Work instructions -
Each entry below is to be copied verbatim, with no line missing.

The records -
----------

PR #247, opened 2024-10-22
Move semantic

JohanMabille:
Simplification of arrow_proxy move constructor and move semantic of composed layouts for (almost) free ;)


DerThorsten (approved):
lgtm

----------

Exercise solution -
PR #247, opened 2024-10-22
Move semantic

JohanMabille:
Simplification of arrow_proxy move constructor and move semantic of composed layouts for (almost) free ;)


DerThorsten (approved):
lgtm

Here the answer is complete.